[Saved data entries]
________
PR #1094, opened 2021-11-17
Componentise the results page

stevehook:
### Context

The views in Find are complex with lots of logic that is tested via feature specs or not at all. The intention of this PR (and others related) is to componentise those views using view components, to encapsulate the logic that is currently in view templates and to add tests alongside those components to test that logic in isolation.

- [x] Add a `componentised_results` feature flag. (This will need to be moved to the new feature flag implementation).
- [x] New `Results` namespace for the new components
- [x] Add a new `index.html.erb` template and rename the old one so that it can be easily dropped when the above feature flag is retired. The new template will delegate to a new `Results::ResultsComponent`.
- [x] Implement sub-components of `Results::ResultsComponent`
- [x] Integrate with new feature flag implementation

These will be handled in follow-up PR(s):
- Identify and implement subcomponents of `Results::FilterComponent` (Currently this consists of several partials).
- Break out logic from `ResultsView` - should some of it be in `ResultsComponent`?
- Revisit feature specs - are they all still necessary now?

### Guidance to review

I'm keeping this as draft for now because I think it needs to be released after the feature flag re-implemenatation. It's ready for review though.

### Trello card

https://trello.com/c/6I7jkwbg/4127-componentise-the-results-page

### Checklist

- [x] Rebased master
- [x] Cleaned commit history


app/components/results/results_component.html.erb
```diff
@@ -0,0 +1,36 @@
...
+</h1>
+
+<div class="app-filter-toggle"></div>
+
+<div class="app-filter-layout">
+  <div class="app-filter-layout__filter">
+    <%= render Results::FilterComponent.new(results: results) %>
+  </div>
+  <div class="app-filter-layout__content">
+    <% if results.no_results_found? %>
```
TobyRet, line 14: Should the responsibility for deciding whether to render or not be moved to the component's `#render` method?

TobyRet (commented):
This looks great. 
Now that we have unit test coverage does this potentially mean that feature specs can be trimmed?

TobyRet:
> This looks great. Now that we have unit test coverage does this potentially mean that feature specs can be trimmed?

Ah just seen you raised this as a question ...

Could be easier to prune the feature specs as we go, but not a blocker

TobyRet (approved):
________
TASK ITEM :: Scan the records above and show every line in which the word "trimmed" occurs.

SOLUTION TO THE EXERCISE ::
Now that we have unit test coverage does this potentially mean that feature specs can be trimmed?
> This looks great. Now that we have unit test coverage does this potentially mean that feature specs can be trimmed?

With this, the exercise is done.